Die Gesellschaft hat erkannt, dass lebenslanges Lernen existenziell für den Fortbestand einer harmonischen und prosperierenden Gemeinschaft ist und stellt dafür umfassend die notwendigen Ressourcen zur Verfügung. Recht auf Fort- und Weiterbildung für alle ist ebenfalls ein Staatsziel.
Eine gesunde volkswirtschaftliche Entwicklung, wie es grundgesetzlich gefordert ist, braucht eine neue allgemeinverbindliche Ethik in der Arbeitswelt, nebst dafür ausgelegten gesetzlichen Bestimmungen im Arbeitsrecht. Der Kündigungsschutz muss in seiner jetzigen Form als Mindeststandard erhalten bleiben und soweit Möglich wieder ausgeweitet werden..

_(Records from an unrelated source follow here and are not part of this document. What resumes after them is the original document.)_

Issue #15990, opened 2018-07-03
Revise 'GO:0036466 synaptic vesicle recycling via endosome'


BarbaraCzub:
Revise 'GO:0036466 synaptic vesicle recycling via endosome'. Edit definition/modify relations, if required, to fit with the points emphasised by Pim in https://github.com/geneontology/go-ontology/issues/14540

vanaukenk:
@ukemi - should @BarbaraCzub Barbara actually be assigned to this one?
You can give me another ticket in it's place :-)

BarbaraCzub:
Hi @vanaukenk and @ukemi, I opened this issue, because it's been hidden in another ticket, and it temporarily disappeared off the radar. But I need to prioritise annotating, so unless I happen to need this term for annotation, I will not be making any revisions to it in the near future (cc @RLovering). Since this has not been addressed for so long anyway, I assume this is not urgent?

BarbaraCzub:
https://github.com/geneontology/go-ontology/issues/16825

BarbaraCzub:
According to PMID:15217342 'GO:0036466 synaptic vesicle recycling via endosome' refers specifically to vesicles endocytosed via the clathrin-mediated route, and it is the process occurring _after_ clathrin-mediated endocytosis. It occurs in the presynaptic neuron. This is shown in PMID:15217342 in Figure 1 in steps 8 and 9 and in more detail in Figure 3.

Therefore, I will update the current definition only slightly to make it clear that the endosomal recycling occurs _after_ _clathrin-mediated_ endocytosis:

Current:
"Synaptic vesicle recycling where vesicles endocytose via clathrin-coated pits, re-acidify, and refill with neurotransmitters after passing through an endosomal intermediate. PMID:15217342"

Revised:
"Synaptic vesicle recycling where vesicles endocytose**d** via clathrin-coated pits re-acidify and refill with neurotransmitters after passing through an endosomal intermediate. PMID:15217342"

I will also remove the current relationship to 'postsynapse' ('synaptic vesicle recycling' is a part of 'synaptic vesicle cycle', which occurs in the 'presynapse') (please see Figure 1 in PMID:15217342).

At the same time I'll remove the relation between 'synaptic vesicle endosomal processing' and 'synaptic vesicle cycle' because the processing is _not_ a part of the cycle according to the GO term overview (please see screenshots below).

[...]

PR #16921, opened 2019-02-13
Updated definition

BarbaraCzub:
cc @RLovering


BarbaraCzub:
https://github.com/geneontology/go-ontology/issues/15990

PR #16928, opened 2019-02-18
added back taxon contraint on iron import across cell outer membrane

pgaudet:
@ukemi can you please review and merge if you agree? 

Thanks, Pascale


ukemi:
Also regenerated import files and merged. This should all be complete now.

PR #16930, opened 2019-02-19
added do not annotate label

pgaudet:


pgaudet:
Redid correctly here: https://github.com/geneontology/go-ontology/pull/16987

PR #16932, opened 2019-02-20
add oboInOwl to contrib/; work on geneontology/geneontology.github.io #142

kltm:


kltm:
Fix discussed with @cmungall

Issue #12344, opened 2016-03-15
Remove regulates o part of -> regulates property chains


dosumis:
Therese property chains are useful as heuristics as often correct, but are also dangerous. Some processes (e.g. signal transduction) consist of a series of subprocesses/activities that form a causal/regulatory chain. These activities do not regulate the overall process. 

Recent example: inference of reg synaptic vesicle exocytosis - a key step in synaptic transmission - as a modulator of synaptic transmission.

NOTE: removal needs to be done with care given that many inferences are correct.  Need to think through how fits with ETINE review.

(Ticket might be better on RO? Also suspect this is at least partly addressed in other tickets)

ukemi:
I think this was the right move for now. Originally Tanya and I proposed that regulates would be reserved for regulatory activities that completely outside of the process being regulated. It appears now that the pendulum has swung back and even in Noctua models, activities directly activate other activities that are part of the same process. This creates problems with this property chain.

ukemi:
One of the things Kimberly and I have been talking with Heiko about wrt annotations derived from models is the possibility of having the precedence rule that if two terms have both a regulates and an asserted part of relation between them, then the part of relation should take precedence instead of creating an annotation to regulation of the latter term. This would work for annotations derived from models.

cmungall:
@dosumis Before going ahead, can we examine this case in more detail?

This is the hierarchy:

```
     is_a GO:0050804 ! modulation of synaptic transmission
      is_a GO:0046928 ! regulation of neurotransmitter secretion
       is_a GO:2000300 ! regulation of synaptic vesicle exocytosis ***
```

are we sure we have the logical def for GO:0050804 correct? For example, perhaps by 'modulation', we mean something like 'directly regulates'? If we defined it as such, this would block the inference, since the inference comes from the transitivity of regulates.

I suspect transitivity may be real issue here. We wouldn't expect control to be retained over long chains, but we can't really model noise in OWL. My proposed solution is to read the generic regulates in a very weak way, as saying "causally upstream of, and there is a control signal in there, which may influence the target". But this is maybe too unintuitive, and we may want to break transitivity of regulates altogether. We would keep the generic regulates as encompassing direct and indirect cases, but the indirect cases would need to be asserted.

cmungall:
@ukemi - OWL doesn't do precedence, but your rule can be formulated in such a way that we are filtering based on redundancy rather then precedence

ukemi:
[...]

PR #16964, opened 2019-02-27
Strip 'regulates o part_of' chains after reasoning, before releasing ontology.

balhoff:
We will soon be removing 'regulates o part_of -> regulates' chains from the ontology: #12344

Unfortunately I over eagerly [added some rules to RO](https://github.com/oborel/obo-relations/pull/300) which illustrate the problem with these chains; @goodb has pointed out that having both now in Noctua is causing many logical inconsistencies, especially with models imported from Reactome.

Since the regulates chains are on their way out, but waiting for @ukemi to review the existing subsumptions they were providing, I would like to filter them from the release after they have been used to compute the classification. This way the GO hierarchy remains the same but we don't get the consequences of the chains in Noctua models.

This is a little hacky but it's causing an acute disruption in Noctua at the moment.

### DIFF
--- a/src/ontology/Makefile
+++ b/src/ontology/Makefile
@@ -183,8 +183,8 @@ enhanced.owl: $(SRC) imports/go_taxon_constraints.owl imports/reactome_xrefs_imp
 
 # reasoned.owl is equivalent to editors source, after reason-relax-reduce pipeline
 # note: we keep this as a distinct intermediate target as the ontology IRI needs to be 'go' for Oort to work...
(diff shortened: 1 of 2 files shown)


ukemi:
Jim,

Another option would be for you to look at the spreadsheet and look for the green line. That’s how far I got. We could instantiate all of the relationships above the green line that don’’t have a yes in the second column. Then you could instantiate all the one below the green line and I will just go through and edit the ontology. It is no worse than we are now because we are inferring all of these anyways.

-D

Das bedeutet mehr Redlichkeit und Anerkennung für alle beruflichen Leistungen. Dies bezieht sich sowohl auf die unmittelbare Bezahlung, das Zurückdrängen der überbrodelnden Leiharbeit, der Aufbau einer würdevollen und gerechten Ruhestandfinanzierung. Arbeitgeber müssen ihrer sozialen Verantwortung für die Mitarbeiter wieder gewahr werden. Insbesondere fordern wir die echte und flächendeckende Umsetzung des „equal pay“ Abkommens gemäß Arbeitnehmer Überlassungs Gesetz. Zu diesem Zweck kann auch ein Mindestlohn für Arbeitnehmer Überlasser vorübergehend vereinbart werden.

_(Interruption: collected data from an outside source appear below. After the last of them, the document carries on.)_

PR #16984, opened 2019-03-04
added do not annotate tag fixes #16902

### LINKED ISSUE #16902: Add do_not_annotate_directly to multi-organism process
Note we have this E coli gene that is annotated directly to MOP:

http://amigo.geneontology.org/amigo/reference/PMID:23667443

Can we not provide a more specific term in cases like this? cc @jimhu-tamu

pgaudet:


pgaudet:
Redid correctly here: https://github.com/geneontology/go-ontology/pull/16987

PR #17085, opened 2019-03-29
Obsolete some GOREL properties in ro_pending, which are now in RO.

### LINKED ISSUE #16992: RO version of 'results in organization of' *not* available for editing, but GOREL version is
I was creating a logical definition for 'flagellum attachment zone organization' today and didn't get the expected inferred parentage.

@ukemi and I looked at this and realized that in the editing window for creating the logical def, only the GOREL version of 'results in organization of' was available for use in the autocomplete.  The RO version of the relation was not there, even though existing terms in the ontology use it in their logical defs.

Eventually, we worked around it by adding the RO relation using its IRI, but we're unclear as to why the RO version isn't available for editing.

balhoff:
Also updated axioms to use RO 'results in remodeling of' instead of GOREL version. This may result in additional classifications (we need an easy way to report this!).

Fixes #16992.


balhoff:
@pgaudet do we need to announce this kind of obsoletion?

cmungall:
No, groups are using the snakecase labels; double checking with @alexsign

balhoff:
> No, groups are using the snakecase labels

I don't totally follow. I removed a bunch of snakecase labels a while back. These are just a few that had GOREL IRIs.

cmungall:
I mean when groups publish GAF, c16 uses the label in snakecase, so as long
as these are preserved, things should be fine

>

balhoff:
Aha, now I get it, thanks.

PR #700, opened 2019-03-25
Map a few SyntaxHighlighter API

Mogztter:


packages/core/spec/share/asciidoctor-spec.js
```diff
@@ -1232,6 +1232,31 @@ April,32
...
+    describe('Syntax Highligther', function () {
+      it('should return the syntax highlighter class registered for the specified name', () => {
+        const highlightjsSyntaxHighlighter = asciidoctor.SyntaxHighlighter.for('highlight.js')
+        expect(highlightjsSyntaxHighlighter.$$name).to.equal('HighlightJsAdapter')
+        const rougeSyntaxHighlighter = asciidoctor.SyntaxHighlighter.for('rouge')
+        expect(rougeSyntaxHighlighter).to.be.undefined()
+      })
+
+      it('should create a new syntax highlighter', () => {
+        asciidoctor.SyntaxHighlighterBase.create('unavailable', function () {
```
Mogztter: My goal was to be as close as: https://github.com/asciidoctor/asciidoctor/blob/7d29276eb1db617ade8055f119b86db002d6f4b6/test/syntax_highlighter_test.rb#L66

For some reason, Asciidoctor.js is throwing the following exception if the name is not defined: `asciidoctor: FAILED: <stdin>: Failed to load AsciiDoc document - unavailable must specify a value for `name'`.

packages/core/src/asciidoctor-core-api.js
```diff
@@ -2129,3 +2129,111 @@ Timings.prototype.printReport = function (to, subject) {
...
+  Opal.def(this, '$format', block)
+}
+
+/**
+ * Indicates whether highlighting is handled by this syntax highlighter or by the client.
+ *
+ * @memberof SyntaxHighlighterBase
+ * @param {Function} block - A {Function} that returns a {Boolean} indicating whether the highlight method should be used to handle the specialchars substitution.
+ */
+SyntaxHighlighterBase.prototype.highlighted = function (block) {
```
Mogztter: I'm not sure about the naming, `isHighlight` feels weird, what do you think ?

packages/core/src/asciidoctor-core-api.js
```diff
@@ -2129,3 +2129,111 @@ Timings.prototype.printReport = function (to, subject) {
...
+
+/**
+ * Creates a new {SyntaxHighlighter} instance.
+ *
+ * @memberof SyntaxHighlighterBase
+ * @param {string} name - The {string} name of the syntax highlighter to create.
+ * @param {Function} block - A {Function} with the {SyntaxHighlighter} instance passed as `this`
+ * @returns a {SyntaxHighlighter} instance for the specified name.
+ */
+SyntaxHighlighterBase.create = function (name, block) {
```
Mogztter: We already define a `create` on `SyntaxHighlighter` so it might be confusing. The main difference is that `SyntaxHighlighter.create` will create an instance of an existing `SyntaxHighlighter`, where `SyntaxHighlighterBase.create` will create a *new* instance.

packages/core/src/asciidoctor-core-api.js
Mogztter: Maybe `isHighlighted` ?

Mogztter:
@mojavelinux I wonder if we should mark this API as "experimental". The closest I've found in JSDoc is `@private`: http://usejsdoc.org/tags-private.html

But it feels like double standards.
We are using SemVer but if the API is experimental then we can break this API anytime! But at the same time it's hard to create a good API when nobody is using it...

mojavelinux:
I think it's totally fine to mark an API as experimental and I see that as still consistent with SemVer. To me, SemVer is about not breaking APIs that were understood to be public / stable. If you tell the user up front that it's experimental, there was no such expectation.

packages/core/src/asciidoctor-core-api.js
mojavelinux: I think exposing both exposes too much. Really, this is really designed to be an internal API anyway. The integrator should only have to register a syntax highlighter. It's up to the processor to create it and make use of it.

The only API I think we need from this side is `SyntaxHighlighter.for`. That resolves what was previously registered, which can be useful for extending and reregistering.

packages/core/src/asciidoctor-core-api.js
mojavelinux: The intended meaning of the name here is "shouldHighlight" or "handlesHighlighting". The premise is whether this adapter handles highlighting, or whether it just prepares highlighting to be performed by the viewer.

packages/core/spec/share/asciidoctor-spec.js
mojavelinux: I don't really like the idea that create is even being used in this context. The create method on the base class is definitely for use by the processor only.

Mogztter: Ok

packages/core/src/asciidoctor-core-api.js
Mogztter: I think we also need an API to register a syntax highlighter. It can be cumbersome to create (and instantiate) a new class in Opal that's why I introduces this `create` function.

But we could mimic the extension registry and do something like:


```js
asciidoctor.SyntaxHighlighter.register('unavailable', function () {
  this.format(function (node, language) {
    return `<pre class="highlight"><code class="language-${language}" data-lang="${language}">${node.getContent()}</code></pre>`
  })
  this.highlighted(() => false)
})
```

Or even:

```js
class UnavailableSyntaxHighlighter {
  format(node, language) {
    return `<pre class="highlight"><code class="language-${language}" data-lang="${language}">${node.getContent()}</code></pre>`
  }

  highlighted() {
    return false
  }
}

asciidoctor.SyntaxHighlighter.register('unavailable', UnavailableSyntaxHighlighter)
```

mojavelinux: I definitely support that idea. I'd say map it in the most consistent way as you see for Asciidcotor.js users.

Auf allen gesellschaftlichen Ebenen fordern wir ein Klima der Solidarität für die Bedürfnisse aller Menschen. Insbesondere sollte die Gier einiger als unsozial deutlich gebrandmarkt werden. Insgesamt bedarf es einer grundlegenden Neuordnung unserer Einstellung gegenüber unserem Staat und der Gemeinschaft. Adäquate Honorierung
Das Unternehmertum und selbständige berufliche Tätigkeit werden gestützt und gefördert. Eigentum verpflichtet zum sozialen Handeln und zum Wohle der Allgemeinheit.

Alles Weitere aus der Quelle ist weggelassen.